PR #1168, opened 2020-10-21
Fix null second factor attempts count bug

alan-gds:
The database column now defaults to 0 instead of null.

https://trello.com/c/sEnMZaaW/451-second-factor-attempt-is-null-by-default-on-admin-database

### DIFF
--- a/db/migrate/20201020154112_change_default_value_of_second_factor_attempt_count.rb
+++ b/db/migrate/20201020154112_change_default_value_of_second_factor_attempt_count.rb
@@ -1,0 +1,27 @@
+class ChangeDefaultValueOfSecondFactorAttemptCount < ActiveRecord::Migration[6.0]
+  def change
+    reversible do |dir|
+      dir.up do
+        change_column_default(:users, :second_factor_attempts_count, from: nil, to: 0)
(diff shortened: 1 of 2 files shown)


alan-gds:
Added a second commit to fix some issues spotted by Steph.  @freesteph, please have another go at reviewing.

db/migrate/20201020154112_change_default_value_of_second_factor_attempt_count.rb
```diff
@@ -0,0 +1,15 @@
+class ChangeDefaultValueOfSecondFactorAttemptCount < ActiveRecord::Migration[6.0]
+  def change
+    reversible do |dir|
+      dir.up do
+        change_column_default(:users, :second_factor_attempts_count, from: nil, to: 0)
+        User.update_all(second_factor_attempts_count: 0)
+      end
+
+      dir.down do
+        User.update_all(second_factor_attempts_count: nil)
```
freesteph, line 10: I'd remove this line. Restoring a database default I can get behind but voluntarily restoring buggy data, not so much.

freesteph (approved):
Just one last edit and we're good to go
____________________
What must be returned is a bare number, the count of lines in the entries holding the string "migrate".

Answer area
3